Wheelchair technology aids rehabilitation of NHS patients

A prototype wheelchair that could prevent passengers from suffering shoulder injuries has been unveiled by engineering consultancy, Frazer-Nash. The company developed the wheelchair in partnership with University College London (UCL) and the Royal National Orthopaedic Hospital Trust (RNOH).

The aim of the project is to carry out research that will inform future wheelchair designs to protect users from severe accelerated degenerative conditions, such as rotator cuff pathology, which can be caused by such movements.

The wheelchair prototype is based on a previous design called the Powerwheel, which was developed by Frazer-Nash for UK Sport as a training device to improve the performance of Paralympic athletes. Frazer-Nash is working with the RNOH, led by Dr Simon Grange, to understand the needs of NHS wheelchair users and adapt the Powerwheel's design principles. Innovations such as integrating spoked rather than carbon fibre racing wheels means that the prototype can be used to benefit the rehabilitation and training needs of NHS patients, minimising secondary injuries. Peter Smitham (UCL) will supervise the clinical study at RNOH in collaborating with Frazer-Nash.

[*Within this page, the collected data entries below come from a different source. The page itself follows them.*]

PR #6334, opened 2017-02-08
HostsFileParser should allow both IPv4 and IPv6 for a given host

slandelle:
Motivation:

HostsFileParser only retains the first address for each given hostname.
This is wrong, and it’s allowed to have both an IPv4 and an IPv6.

Modifications:

* Have `HostsFileParser` now return a  `HostsFileEntries` that contains
IPv4 entries and IPv6 entries
* Introduce `ResolvedAddressTypes` to describe resolved address types
preferences, as `InternetProtocolFamily` is locked in the
« transport »  module
* Add a new `ResolvedAddressTypes` parameter to
`HostsFileEntriesResolver::address` to account for address types
preferences

Result:

We now support hosts files that contains IPv4 and IPv6 pairs for a same
hostname.

### DIFF
--- a/resolver-dns/src/main/java/io/netty/resolver/dns/DnsNameResolver.java
+++ b/resolver-dns/src/main/java/io/netty/resolver/dns/DnsNameResolver.java
@@ -39,6 +39,7 @@ import io.netty.handler.codec.dns.DnsRecordType;
 import io.netty.handler.codec.dns.DnsResponse;
 import io.netty.resolver.HostsFileEntriesResolver;
 import io.netty.resolver.InetNameResolver;
+import io.netty.resolver.ResolvedAddressTypes;
 import io.netty.util.NetUtil;
 import io.netty.util.ReferenceCountUtil;
 import io.netty.util.concurrent.FastThreadLocal;
@@ -56,13 +57,10 @@ import java.net.IDN;
 import java.net.InetAddress;
 import java.net.InetSocketAddress;
 import java.util.ArrayList;
-import java.util.Arrays;
 import java.util.Collection;
 import java.util.Collections;
 import java.util.Iterator;
-import java.util.LinkedHashSet;
 import java.util.List;
-import java.util.Set;
 
 import static io.netty.util.internal.ObjectUtil.*;
 
@@ -75,24 +73,37 @@ public class DnsNameResolver extends InetNameResolver {
     private static final InternalLogger logger = InternalLoggerFactory.getInstance(DnsNameResolver.class);
     private static final String LOCALHOST = "localhost";
     private static final InetAddress LOCALHOST_ADDRESS;
-    private static final DnsRecord[] EMTPY_ADDITIONALS = new DnsRecord[0];
+    private static final DnsRecord[] EMPTY_ADDITIONALS = new DnsRecord[0];
+    private static final DnsRecordType[] IPV4_ONLY_RESOLVED_RECORD_TYPES =
+            new DnsRecordType[] {DnsRecordType.A};
+    private static final InternetProtocolFamily[] IPV4_ONLY_RESOLVED_PROTOCOL_FAMILIES =
+            new InternetProtocolFamily[] {InternetProtocolFamily.IPv4};
+    private static final DnsRecordType[] IPV4_PREFERRED_RESOLVED_RECORD_TYPES =
+            new DnsRecordType[] {DnsRecordType.A, DnsRecordType.AAAA};
+    private static final InternetProtocolFamily[] IPV4_PREFERRED_RESOLVED_PROTOCOL_FAMILIES =
+            new InternetProtocolFamily[] {InternetProtocolFamily.IPv4, InternetProtocolFamily.IPv6};
+    private static final DnsRecordType[] IPV6_ONLY_RESOLVED_RECORD_TYPES =
+            new DnsRecordType[] {DnsRecordType.AAAA};
+    private static final InternetProtocolFamily[] IPV6_ONLY_RESOLVED_PROTOCOL_FAMILIES =
+            new InternetProtocolFamily[] {InternetProtocolFamily.IPv6};
+    private static final DnsRecordType[] IPV6_PREFERRED_RESOLVED_RECORD_TYPES =
+            new DnsRecordType[] {DnsRecordType.AAAA, DnsRecordType.A};
+    private static final InternetProtocolFamily[] IPV6_PREFERRED_RESOLVED_PROTOCOL_FAMILIES =
+            new InternetProtocolFamily[] {InternetProtocolFamily.IPv6, InternetProtocolFamily.IPv4};
 
-    static final InternetProtocolFamily[] DEFAULT_RESOLVE_ADDRESS_TYPES;
-    static final String[] DEFAULT_SEACH_DOMAINS;
+    static final ResolvedAddressTypes DEFAULT_RESOLVE_ADDRESS_TYPES;
+    static final String[] DEFAULT_SEARCH_DOMAINS;
 
     static {
         if (NetUtil.isIpV4StackPreferred()) {
-            DEFAULT_RESOLVE_ADDRESS_TYPES = new InternetProtocolFamily[] { InternetProtocolFamily.IPv4 };
+            DEFAULT_RESOLVE_ADDRESS_TYPES = ResolvedAddressTypes.IPV4_ONLY;
             LOCALHOST_ADDRESS = NetUtil.LOCALHOST4;
         } else {
-            DEFAULT_RESOLVE_ADDRESS_TYPES = new InternetProtocolFamily[2];
             if (NetUtil.isIpV6AddressesPreferred()) {
-                DEFAULT_RESOLVE_ADDRESS_TYPES[0] = InternetProtocolFamily.IPv6;
-                DEFAULT_RESOLVE_ADDRESS_TYPES[1] = InternetProtocolFamily.IPv4;
+                DEFAULT_RESOLVE_ADDRESS_TYPES = ResolvedAddressTypes.IPV6_PREFERRED;
                 LOCALHOST_ADDRESS = NetUtil.LOCALHOST6;
             } else {
-                DEFAULT_RESOLVE_ADDRESS_TYPES[0] = InternetProtocolFamily.IPv4;
-                DEFAULT_RESOLVE_ADDRESS_TYPES[1] = InternetProtocolFamily.IPv6;
+                DEFAULT_RESOLVE_ADDRESS_TYPES = ResolvedAddressTypes.IPV4_PREFERRED;
                 LOCALHOST_ADDRESS = NetUtil.LOCALHOST4;
             }
         }
@@ -113,7 +124,7 @@ public class DnsNameResolver extends InetNameResolver {
             // Failed to get the system name search domain list.
             searchDomains = EmptyArrays.EMPTY_STRINGS;
         }
-        DEFAULT_SEACH_DOMAINS = searchDomains;
+        DEFAULT_SEARCH_DOMAINS = searchDomains;
     }
 
     private static final DatagramDnsResponseDecoder DECODER = new DatagramDnsResponseDecoder();
@@ -145,7 +156,8 @@ public class DnsNameResolver extends InetNameResolver {
     private final long queryTimeoutMillis;
     private final int maxQueriesPerResolve;
     private final boolean traceEnabled;
-    private final InternetProtocolFamily[] resolvedAddressTypes;
+    private final ResolvedAddressTypes resolvedAddressTypes;
+    private final InternetProtocolFamily[] resolvedInternetProtocolFamilies;
     private final boolean recursionDesired;
     private final int maxPayloadSize;
     private final boolean optResourceEnabled;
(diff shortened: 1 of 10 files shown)


resolver/src/main/java/io/netty/resolver/HostsFileEntries.java
```diff
@@ -0,0 +1,62 @@
...
+/**
+ * A container of hosts file entries
+ */
+@UnstableApi
+public class HostsFileEntries {
+
+    /**
+     * Empty entries
+     */
+    public static final HostsFileEntries EMPTY =
```
fenik17: Is really needed caching empty entries? How many HostsFileEntries can be created?

slandelle: I guess we could live without. But it doesn't hurt either. I can remove if there's a consensus in this direction.

resolver-dns/src/main/java/io/netty/resolver/dns/DnsNameResolver.java
```diff
@@ -308,6 +311,22 @@ public void operationComplete(ChannelFuture future) throws Exception {
         });
     }
 
+    private static ResolvedAddressTypes resolvedAddressTypes(InternetProtocolFamily[] internetProtocolFamilies) {
```
netkins: MINOR Consider using varargs for methods or constructors which take an array the last parameter. [rule](https://garage.netty.io/sonarqube/coding_rules#rule_key=pmd%3AUseVarargs)

slandelle:
@normanmaurer SonarQube failed the build, but the issue it reported is nonsensical (use varargs for resolvedAddressTypes parameters in `DnsNameResolver`).

resolver/src/main/java/io/netty/resolver/HostsFileEntries.java
slandelle: @fenik17 Actually, it's used in many places in `HostsFileParser` so a constant is indeed helpful.

resolver/src/main/java/io/netty/resolver/ResolvedAddressTypes.java
```diff
@@ -0,0 +1,40 @@
...
+ * under the License.
+ */
+package io.netty.resolver;
+
+/**
+ * Defined resolved address types.
+ * Ideally, we should be using "InternetProtocolFamily"
+ * but this class sits in the "transport" module so it can't be used here.
+ */
+public enum ResolvedAddressTypes {
```
normanmaurer: Rename to `ResolvedAddressType` ?

resolver/src/main/java/io/netty/resolver/ResolvedAddressTypes.java
```diff
@@ -0,0 +1,40 @@
...
+ * WARRANTIES OR CONDITIONS OF ANY KIND, either express or implied. See the
+ * License for the specific language governing permissions and limitations
+ * under the License.
+ */
+package io.netty.resolver;
+
+/**
+ * Defined resolved address types.
+ * Ideally, we should be using "InternetProtocolFamily"
+ * but this class sits in the "transport" module so it can't be used here.
```
normanmaurer: remove the above sentence.

resolver/src/main/java/io/netty/resolver/HostsFileEntries.java
```diff
@@ -0,0 +1,62 @@
...
+import java.net.Inet4Address;
+import java.net.Inet6Address;
+import java.util.Collections;
+import java.util.Map;
+
+/**
+ * A container of hosts file entries
+ */
+@UnstableApi
+public class HostsFileEntries {
```
normanmaurer: final

resolver-dns/src/main/java/io/netty/resolver/dns/DnsNameResolver.java
```diff
@@ -246,6 +248,7 @@ public DnsNameResolver(
         this.nameServerAddresses = checkNotNull(nameServerAddresses, "nameServerAddresses");
         this.queryTimeoutMillis = checkPositive(queryTimeoutMillis, "queryTimeoutMillis");
         this.resolvedAddressTypes = checkNonEmpty(resolvedAddressTypes, "resolvedAddressTypes");
+        this.resolvedAddressTypesEnum = resolvedAddressTypes(resolvedAddressTypes);
```
normanmaurer: did you consider changing the constructor argument to ResolvedAddressTypes ?

resolver/src/main/java/io/netty/resolver/ResolvedAddressTypes.java
slandelle: The plural sounds better to me, as it's a kind of strategy. Maybe a native english speaker would know better? @Scottmitch ?

resolver-dns/src/main/java/io/netty/resolver/dns/DnsNameResolver.java
slandelle: Yes, but I first wanted to see if you agreed with my `ResolvedAddressTypes` enum.
This enum looks better to me than the current "no empty and of max size 2" array, so I'd be indeed tempted to change the constructor.
Then, there's already a deprecated constructor there. Is it worth keeping deprecated stuff around as the class is properly flagged as unstable?

normanmaurer: I kept it when possible just so we not break user code if we can easily not do... so if possible yes please keep it if not possible break it

slandelle:
@normanmaurer PTAL again. Note that I fixed a few typos in `DnsNameResolver` constants.

resolver-dns/src/main/java/io/netty/resolver/dns/DnsNameResolver.java
```diff
@@ -241,11 +241,57 @@ public DnsNameResolver(
...
+     * @param traceEnabled if trace is enabled
+     * @param maxPayloadSize the capacity of the datagram packet buffer
+     * @param optResourceEnabled if automatic inclusion of a optional records is enabled
+     * @param hostsFileEntriesResolver the {@link HostsFileEntriesResolver} used to check for local aliases
+     * @param searchDomains the list of search domain
+     * @param ndots the ndots value
+     * @param decodeIdn {@code true} if domain / host names should be decoded to unicode when received.
+     *                        See <a href="https://tools.ietf.org/html/rfc3492">rfc3492</a>.
+     */
+    public DnsNameResolver(
```
netkins: MAJOR Constructor has 16 parameters, which is greater than 7 authorized. [rule](https://garage.netty.io/sonarqube/coding_rules#rule_key=squid%3AS00107)

resolver-dns/src/main/java/io/netty/resolver/dns/DnsNameResolver.java
```diff
@@ -75,24 +76,21 @@
     private static final InternalLogger logger = InternalLoggerFactory.getInstance(DnsNameResolver.class);
     private static final String LOCALHOST = "localhost";
     private static final InetAddress LOCALHOST_ADDRESS;
-    private static final DnsRecord[] EMTPY_ADDITIONALS = new DnsRecord[0];
+    private static final DnsRecord[] EMPTY_ADDITIONALS = new DnsRecord[0];
 
-    static final InternetProtocolFamily[] DEFAULT_RESOLVE_ADDRESS_TYPES;
-    static final String[] DEFAULT_SEACH_DOMAINS;
+    static final ResolvedAddressTypes DEFAULT_RESOLVE_ADDRESS_TYPES;
+    static final String[] DEFAULT_SEARCH_DOMAINS;
```
netkins: CRITICAL Make this array "private". [rule](https://garage.netty.io/sonarqube/coding_rules#rule_key=squid%3AS1873)

resolver-dns/src/main/java/io/netty/resolver/dns/DnsNameResolver.java
```diff
@@ -308,6 +363,28 @@ public void operationComplete(ChannelFuture future) throws Exception {
         });
     }
 
+    static ResolvedAddressTypes computeResolvedAddressTypes(InternetProtocolFamily[] internetProtocolFamilies) {
```
netkins: MINOR Consider using varargs for methods or constructors which take an array the last parameter. [rule](https://garage.netty.io/sonarqube/coding_rules#rule_key=pmd%3AUseVarargs)

resolver-dns/src/main/java/io/netty/resolver/dns/DnsNameResolver.java
```diff
@@ -224,6 +223,7 @@ public DnsNameResolver(
      * @param decodeIdn {@code true} if domain / host names should be decoded to unicode when received.
      *                        See <a href="https://tools.ietf.org/html/rfc3492">rfc3492</a>.
      */
+    @Deprecated
```
Scottmitch: this class is marked as unstable. my preference would be to avoid adding deprecated methods if possible. also most users will likely use the builder to construct this object always.

resolver-dns/src/main/java/io/netty/resolver/dns/DnsNameResolver.java
```diff
@@ -258,32 +304,41 @@ public DnsNameResolver(
...
-                    break;
-                default:
-                    throw new Error();
-            }
+        switch (resolvedAddressTypes) {
+            case IPV4_ONLY:
+                supportsAAAARecords = false;
+                supportsARecords = true;
+                resolveRecordTypes = new DnsRecordType[] {DnsRecordType.A};
+                resolvedInternetProtocolFamilies = new InternetProtocolFamily[] {InternetProtocolFamily.IPv4};
```
Scottmitch: can these arrays be static to avoid object allocation?

resolver-dns/src/main/java/io/netty/resolver/dns/DnsNameResolverBuilder.java
```diff
@@ -206,7 +185,9 @@ public DnsNameResolverBuilder resolvedAddressTypes(InternetProtocolFamily... res
      *
      * @param resolvedAddressTypes the address types
      * @return {@code this}
+     * @deprecated use {@link #resolvedAddressTypes(ResolvedAddressTypes)} instead
      */
+    @Deprecated
```
Scottmitch: this class is marked as unstable ... should we make the conversion routine `computeResolvedAddressTypes` available somewhere instead and call it out in the comments for the new method?

Scottmitch: the duplicate entry removal seems unnecessary here too (could be considered an application error) so I'm not sure we loose much by removing this.

resolver/src/main/java/io/netty/resolver/HostsFileEntries.java
Scottmitch: can we make it package private for now?

resolver/src/main/java/io/netty/resolver/HostsFileParser.java
```diff
@@ -153,14 +157,20 @@ private static File locateHostsFile() {
                 for (int i = 1; i < lineParts.size(); i ++) {
                     String hostname = lineParts.get(i);
                     String hostnameLower = hostname.toLowerCase(Locale.ENGLISH);
-                    if (!entries.containsKey(hostnameLower)) {
-                        // trying to map a host to multiple IPs is wrong
-                        // only the first entry is honored
-                        entries.put(hostnameLower, InetAddress.getByAddress(hostname, ipBytes));
+                    InetAddress address = InetAddress.getByAddress(hostname, ipBytes);
+                    if (address instanceof Inet4Address) {
+                        // Map::putIfAbsent is Java8 :(
```
Scottmitch: it is sad but we can remove this comment :)

We could also optimistically put and restore ... although I don't think it is a big deal here either way.

resolver/src/main/java/io/netty/resolver/ResolvedAddressTypes.java
```diff
@@ -0,0 +1,38 @@
...
+ * WARRANTIES OR CONDITIONS OF ANY KIND, either express or implied. See the
+ * License for the specific language governing permissions and limitations
+ * under the License.
+ */
+package io.netty.resolver;
+
+/**
+ * Defined resolved address types.
+ */
+public enum ResolvedAddressTypes {
```
Scottmitch: `@UnstableApi` (for now at least)

slandelle:
@Scottmitch Requested changes done.

normanmaurer:
@trustin PTAL as well.

slandelle:
@normanmaurer @Scottmitch I just pushed a change, allowing for passing a null `ResolvedAddressTypes` value to `DnsNameResolver` and then use the default value. This is useful for people who don't use the builder and directly extend `DnsNameResolver` (like me :) ).

normanmaurer:
@slandelle +1 makes sense.

resolver-dns/src/main/java/io/netty/resolver/dns/DnsNameResolver.java
```diff
@@ -258,32 +227,39 @@ public DnsNameResolver(
...
-                    recordTypes.add(DnsRecordType.A);
-                    break;
-                case IPv6:
-                    supportsAAAARecords = true;
-                    recordTypes.add(DnsRecordType.AAAA);
-                    break;
-                default:
-                    throw new Error();
-            }
+        switch (resolvedAddressTypes) {
```
netkins: BLOCKER NullPointerException might be thrown as 'resolvedAddressTypes' is nullable here [rule](https://garage.netty.io/sonarqube/coding_rules#rule_key=squid%3AS2259)

resolver-dns/src/main/java/io/netty/resolver/dns/DnsNameResolver.java
```diff
@@ -75,24 +73,37 @@
...
+            new DnsRecordType[] {DnsRecordType.AAAA};
+    private static final InternetProtocolFamily[] IPV6_ONLY_RESOLVED_PROTOCOL_FAMILIES =
+            new InternetProtocolFamily[] {InternetProtocolFamily.IPv6};
+    private static final DnsRecordType[] IPV6_PREFERRED_RESOLVED_RECORD_TYPES =
+            new DnsRecordType[] {DnsRecordType.AAAA, DnsRecordType.A};
+    private static final InternetProtocolFamily[] IPV6_PREFERRED_RESOLVED_PROTOCOL_FAMILIES =
+            new InternetProtocolFamily[] {InternetProtocolFamily.IPv6, InternetProtocolFamily.IPv4};
+
+    static final ResolvedAddressTypes DEFAULT_RESOLVE_ADDRESS_TYPES;
+    static final String[] DEFAULT_SEARCH_DOMAINS;
```
netkins: CRITICAL Make this array "private". [rule](https://garage.netty.io/sonarqube/coding_rules#rule_key=squid%3AS1873)

resolver/src/main/java/io/netty/resolver/HostsFileEntries.java
```diff
@@ -0,0 +1,62 @@
...
+            new HostsFileEntries(
+                    Collections.<String, Inet4Address>emptyMap(),
+                    Collections.<String, Inet6Address>emptyMap());
+
+    private final Map<String, Inet4Address> inet4Entries;
+    private final Map<String, Inet6Address> inet6Entries;
+
+    public HostsFileEntries(Map<String, Inet4Address> inet4Entries, Map<String, Inet6Address> inet6Entries) {
+        this.inet4Entries = Collections.unmodifiableMap(inet4Entries);
+        this.inet6Entries = Collections.unmodifiableMap(inet6Entries);
```
slandelle: good point, will do

resolver/src/main/java/io/netty/resolver/HostsFileParser.java
```diff
@@ -65,56 +68,57 @@ private static File locateHostsFile() {
...
      * @throws IOException file could not be read
      */
-    public static Map<String, InetAddress> parse(Reader reader) throws IOException {
+    public static HostsFileEntries parse(Reader reader) throws IOException {
         checkNotNull(reader, "reader");
         BufferedReader buff = new BufferedReader(reader);
         try {
-            Map<String, InetAddress> entries = new HashMap<String, InetAddress>();
+            Map<String, Inet4Address> ipv4Entries = new HashMap<String, Inet4Address>();
+            Map<String, Inet6Address> ipv6Entries = new HashMap<String, Inet6Address>();
```
slandelle: What would be the benefits? Wouldn't it just slow lookup down?

normanmaurer: Was just a thought... but I guess it's fine as it is

slandelle:
@normanmaurer I just pushed the hashmap copy in `HostsFileEntries`

normanmaurer:
@Scottmitch PTAL

Scottmitch:
4.1 (81f9de4)

Thanks @slandelle !

slandelle:
Thanks for the review!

The new wheel design, which is currently undergoing trials at UCL's PAMELA centre, is fully instrumented and provides real time feedback to the researcher on indicators such as the user's push force. Frazer-Nash and UCL are collaborating on this research project to investigate the correlation between muscle activity in the shoulder with the push profile exerted by the wheelchair user. It is hoped that this will provide information on the levels of force and specific manoeuvres that could lead to potential damage to the shoulder.

Alexandra Knight, Frazer-Nash engineering consultant, commented: "We are delighted to be supporting the NHS on such an important piece of research, and bring our strong track record in designing innovative medical products to the project. As well as helping focus an individual's rehabilitation regime, the prototype has the potential to inform the future design of wheelchairs that could ultimately enhance the quality of life for thousands of users."

The project is funded by a grant from the National Institute for Health Research (NIHR) which was awarded to the RNOH.